#### DIRECTIONS FOR THIS TASK:
Pull each line with the string "features" from the entries.

======== GIVEN INFORMATION ========

PR #4954, opened 2026-07-12
fix: repair toolchains missing their installed manifest

### LINKED ISSUE #4825: `rustup toolchain install <toolchain>` reports `unchanged` for toolchains missing their manifest
### Verification

### Problem

If an installed toolchain is missing its manifest, running:

    rustup toolchain install <toolchain>

does not repair the toolchain.

Instead, rustup reports the toolchain as unchanged, and commands that rely on the manifest continue to fail.

This leaves the toolchain in an unusable state without any clear recovery path.

### Steps

Using a dated nightly toolchain to avoid channel updates:

1. Install the toolchain:

    `rustup toolchain install nightly-2026-01-01`

2. Remove the manifest file from the installed toolchain:

    `rm ~/.rustup/toolchains/nightly-2026-01-01-*/lib/rustlib/multirust-channel-manifest.toml`

3. Verify the toolchain is broken:

   ` rustup component list --toolchain nightly-2026-01-01`

   Output:

    `error: Missing manifest in toolchain 'nightly-2026-01-01-x86_64-unknown-linux-gnu'
`
4. Attempt to recover:

    `rustup toolchain install nightly-2026-01-01`

   Output:

    `nightly-2026-01-01-x86_64-unknown-linux-gnu unchanged - rustc ...`

5. Check again:

    `rustup component list --toolchain nightly-2026-01-01`

   The **same** `Missing manifest` error is still reported.

### Expected behavior

`rustup toolchain install <toolchain>` should detect that the existing toolchain is incomplete and reinstall or repair it.

---

### Actual behavior

Rustup reports the toolchain as unchanged and leaves it in a broken state.

---

### Possible Solution(s)

_No response_

### Notes

- This state can occur in practice if installation is interrupted (see #4724).

---

### Context

Discovered while working on improving error messaging for incomplete toolchains.

Related to #4724.

### Rustup version

```console
```

### Installed toolchains

```console

installed toolchains
--------------------
nightly-2026-01-01-x86_64-unknown-linux-gnu

active toolchain
----------------
installed targets:
  x86_64-unknown-linux-gnu
```

### OS version

```console
Pop!_OS 24.04
```

ychampion:
## Summary

- fetch the channel manifest when the installed v2 manifest is missing
- repair damaged toolchains through both explicit install and all-channel update paths

## Why

A matching update hash could skip the channel manifest download even after the installed manifest was deleted, leaving the toolchain broken while rustup reported it as unchanged.

Fixes #4825.

## Validation

- `cargo test --features=test --test test_bonanza suite::cli_rustup::` - 130 passed
- `cargo test --features=test --lib v2_manifest_checksum_mismatch_surfaces_error` - passed
- `cargo clippy --features=test --all-targets -- -D warnings` - passed
- `cargo fmt --all -- --check` - passed

### DIFF
--- a/src/dist/manifestation.rs
+++ b/src/dist/manifestation.rs
@@ -29,14 +29,13 @@ use crate::{
         config::Config,
         download::{DownloadCfg, DownloadStatus, File},
         manifest::{Component, CompressionKind, HashedBinary, Manifest},
-        prefix::InstallPrefix,
+        prefix::{DIST_MANIFEST, InstallPrefix},
         temp,
     },
     errors::RustupError,
     utils,
 };
 
-pub(crate) const DIST_MANIFEST: &str = "multirust-channel-manifest.toml";
 pub(crate) const CONFIG_FILE: &str = "multirust-config.toml";
 
 #[derive(Debug)]
@@ -396,8 +395,7 @@ impl Manifestation {
     #[tracing::instrument(level = "trace")]
     pub fn load_manifest(&self) -> Result<Option<Manifest>> {
         let prefix = self.installation.prefix();
-        let old_manifest_path = prefix.manifest_file(DIST_MANIFEST);
-        if utils::path_exists(&old_manifest_path) {
+        if let Some(old_manifest_path) = prefix.dist_manifest() {
             let manifest_str = utils::read_file("installed manifest", &old_manifest_path)?;
             Ok(Some(Manifest::parse(&manifest_str).with_context(|| {
                 RustupError::ParsingFile {
--- a/src/dist/mod.rs
+++ b/src/dist/mod.rs
@@ -1125,10 +1125,9 @@ async fn try_update_from_dist_(
     } else {
         download
             .dl_v2_manifest(
-                // Even if manifest has not changed, we must continue to install requested components.
-                // So if components or targets is not empty, we skip passing `update_hash` so that
-                // we essentially degenerate to `rustup component add` / `rustup target add`
-                if components.is_empty() && targets.is_empty() {
+                // Skip the update hash when the installed manifest is missing or when components
+                // or targets were requested, since either case still requires the channel manifest.
+                if prefix.dist_manifest().is_some() && components.is_empty() && targets.is_empty() {
                     Some(update_hash)
                 } else {
                     None
--- a/src/toolchain/distributable.rs
+++ b/src/toolchain/distributable.rs
@@ -439,12 +439,14 @@ impl<'a> DistributableToolchain<'a> {
     }
 
     pub async fn fetch_dist_manifest(&self) -> anyhow::Result<Option<ManifestWithHash>> {
+        let prefix = InstallPrefix::from(self.toolchain.path());
+        let update_hash = if prefix.dist_manifest().is_some() {
+            Some(self.toolchain.cfg.get_hash_file(&self.desc, false)?)
+        } else {
+            None
+        };
         DownloadCfg::new(self.toolchain.cfg)
-            .dl_v2_manifest(
-                Some(&self.toolchain.cfg.get_hash_file(&self.desc, false)?),
-                &self.desc,
-                self.toolchain.cfg,
-            )
+            .dl_v2_manifest(update_hash.as_deref(), &self.desc, self.toolchain.cfg)
             .await
     }
 
--- a/tests/suite/cli_rustup.rs
+++ b/tests/suite/cli_rustup.rs
@@ -4201,14 +4201,7 @@ async fn missing_manifest_shows_reinstall_help() {
         .await
         .is_ok();
 
-    let manifest_path = cx
-        .config
-        .rustupdir
-        .join("toolchains")
-        .join(format!("nightly-{}", this_host_tuple()))
-        .join("lib")
-        .join("rustlib")
-        .join("multirust-channel-manifest.toml");
+    let manifest_path = nightly_manifest_path(&cx);
 
     fs::remove_file(&manifest_path).unwrap();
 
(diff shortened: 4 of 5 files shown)


src/toolchain/distributable.rs
```diff
@@ -439,9 +440,12 @@ impl<'a> DistributableToolchain<'a> {
     }
 
     pub async fn fetch_dist_manifest(&self) -> anyhow::Result<Option<ManifestWithHash>> {
+        let update_hash = self.toolchain.cfg.get_hash_file(&self.desc, false)?;
+        let prefix = InstallPrefix::from(self.toolchain.path());
         DownloadCfg::new(self.toolchain.cfg)
             .dl_v2_manifest(
-                Some(&self.toolchain.cfg.get_hash_file(&self.desc, false)?),
+                utils::path_exists(prefix.manifest_file(DIST_MANIFEST))
+                    .then_some(update_hash.as_path()),
```
rami3l: Nit: The evaluation of `update_hash` happens too soon.

```suggestion
        let prefix = InstallPrefix::from(self.toolchain.path());
DownloadCfg::new(self.toolchain.cfg)
.dl_v2_manifest(
                if prefix.has_manifest() { Some(&self.toolchain.cfg.get_hash_file(&self.desc, false)?) } else { None },
```

*[View changes since the review](https://triagebot.infra.rust-lang.org/gh-changes-since/rust-lang/rustup/4954/4add58e5a9bf09822b821d4918f5eac5ff029a75..46a54f07598852221ddbcb5dfde61be032d8b94f)*

src/dist/mod.rs
```diff
@@ -1125,10 +1127,9 @@ async fn try_update_from_dist_(
     } else {
         download
             .dl_v2_manifest(
-                // Even if manifest has not changed, we must continue to install requested components.
-                // So if components or targets is not empty, we skip passing `update_hash` so that
-                // we essentially degenerate to `rustup component add` / `rustup target add`
-                if components.is_empty() && targets.is_empty() {
+                // Skip the update hash when the installed manifest is missing or when components
+                // or targets were requested, since either case still requires the channel manifest.
+                if has_installed_v2_manifest && components.is_empty() && targets.is_empty() {
```
rami3l:
```suggestion
                if prefix.has_manifest() && components.is_empty() && targets.is_empty() {
```

*[View changes since the review](https://triagebot.infra.rust-lang.org/gh-changes-since/rust-lang/rustup/4954/4add58e5a9bf09822b821d4918f5eac5ff029a75..46a54f07598852221ddbcb5dfde61be032d8b94f)*

src/dist/mod.rs
```diff
@@ -1114,6 +1115,7 @@ async fn try_update_from_dist_(
     fetched: &mut String,
     cfg: &Cfg<'_>,
     prefetched_manifest: Option<ManifestWithHash>,
+    has_installed_v2_manifest: bool,
```
rami3l: Please don't pass this as a parameter, instead introduce a first commit in this PR where you extract a method `prefix.has_manifest()` that replaces the first half of `Manifestation::load_manifest()`.

PS: This variable name also makes no sense, because this manifest could be of v1 or v2, they are located at the same place.

*[View changes since the review](https://triagebot.infra.rust-lang.org/gh-changes-since/rust-lang/rustup/4954/4add58e5a9bf09822b821d4918f5eac5ff029a75..46a54f07598852221ddbcb5dfde61be032d8b94f)*

rami3l (changes requested):

src/toolchain/distributable.rs
ychampion: Moved the hash lookup after the prefix check, so it is only evaluated when an installed manifest exists.

src/dist/mod.rs
ychampion: Split this into two commits. The first adds `InstallPrefix::has_manifest()` and uses it in `load_manifest`; the repair now uses that helper without passing a version-specific flag.

src/dist/mod.rs
ychampion: Updated this guard to use `prefix.has_manifest()`.

src/dist/manifestation.rs
```diff
@@ -397,7 +396,7 @@ impl Manifestation {
     pub fn load_manifest(&self) -> Result<Option<Manifest>> {
         let prefix = self.installation.prefix();
         let old_manifest_path = prefix.manifest_file(DIST_MANIFEST);
-        if utils::path_exists(&old_manifest_path) {
+        if prefix.has_manifest() {
```
rami3l: My apologies 🙏 

Judging from the access pattern here it seems that it'd be better to change `.has_manifest()` to `.dist_manifest()` which returns `Option<PathBuf>`. This way we will be able to use:

```suggestion
        if let Some(old_manifest_path) = prefix.dist_manifest() {
```

... and that it'd be clearer that the manifest path is actually not used in the sad path.

*[View changes since the review](https://triagebot.infra.rust-lang.org/gh-changes-since/rust-lang/rustup/4954/4add58e5a9bf09822b821d4918f5eac5ff029a75..3a17c151bc602bb482f5f440c7aa1e3e5b2c5b81)*

src/dist/mod.rs
```diff
@@ -1125,10 +1125,9 @@ async fn try_update_from_dist_(
     } else {
         download
             .dl_v2_manifest(
-                // Even if manifest has not changed, we must continue to install requested components.
-                // So if components or targets is not empty, we skip passing `update_hash` so that
-                // we essentially degenerate to `rustup component add` / `rustup target add`
-                if components.is_empty() && targets.is_empty() {
+                // Skip the update hash when the installed manifest is missing or when components
+                // or targets were requested, since either case still requires the channel manifest.
+                if prefix.has_manifest() && components.is_empty() && targets.is_empty() {
```
rami3l: Following https://github.com/rust-lang/rustup/pull/4954/changes#r3567067397, this should be changed to:


```suggestion
                if prefix.dist_manifest().is_some() && components.is_empty() && targets.is_empty() {
```

*[View changes since the review](https://triagebot.infra.rust-lang.org/gh-changes-since/rust-lang/rustup/4954/4add58e5a9bf09822b821d4918f5eac5ff029a75..3a17c151bc602bb482f5f440c7aa1e3e5b2c5b81)*

tests/suite/cli_rustup.rs
```diff
@@ -4192,6 +4192,16 @@ installed targets:
         .is_ok();
 }
 
+fn nightly_manifest_path(cx: &CliTestContext) -> PathBuf {
```
djc: Nit: callers before callees. See the style guide:

https://rust-lang.github.io/rustup/dev-guide/coding-standards.html#coding-style

djc (commented):
Please drop the slop from the commit messages.

*[View changes since this review](https://triagebot.infra.rust-lang.org/gh-changes-since/rust-lang/rustup/4954/4add58e5a9bf09822b821d4918f5eac5ff029a75..3a17c151bc602bb482f5f440c7aa1e3e5b2c5b81)*

ychampion:
Ok looking

ychampion:
Done. I rewrote both commit messages as concise subjects and verified that the resulting tree is unchanged.

djc:
> Done. I rewrote both commit messages as concise subjects and verified that the resulting tree is unchanged.

Did you miss the earlier feedback from @rami3l?

src/dist/manifestation.rs
ychampion: Done. `dist_manifest()` now returns `Option<PathBuf>`, and `load_manifest()` uses the returned path directly.

src/dist/mod.rs
ychampion: Updated this call site to use `prefix.dist_manifest().is_some()`.

tests/suite/cli_rustup.rs
ychampion: Moved the helper below its callers to match the style guide.

ychampion:
> > Done. I rewrote both commit messages as concise subjects and verified that the resulting tree is unchanged.
> 
> 
> 
> Did you miss the earlier feedback from @rami3l?

Yeah maybe, could you reference it?

djc:
> > > Done. I rewrote both commit messages as concise subjects and verified that the resulting tree is unchanged.
> > 
> > 
> > Did you miss the earlier feedback from @rami3l?
> 
> Yeah maybe, could you reference it?

I meant the commit you added, but the new commit should be squashed into the first one.

ychampion:
Done. I folded the follow-up into the first commit, so the branch is back to two commits.

rami3l (approved):
Thank you :)

*[View changes since this review](https://triagebot.infra.rust-lang.org/gh-changes-since/rust-lang/rustup/4954/434858b3e6ceb66b776527ed57dd70cf9cd5e64f..edf566440f0daf1aa976569396149dc0c4141daa)*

========

#### PROBLEM SOLUTION:
- `cargo test --features=test --test test_bonanza suite::cli_rustup::` - 130 passed
- `cargo test --features=test --lib v2_manifest_checksum_mismatch_surfaces_error` - passed
- `cargo clippy --features=test --all-targets -- -D warnings` - passed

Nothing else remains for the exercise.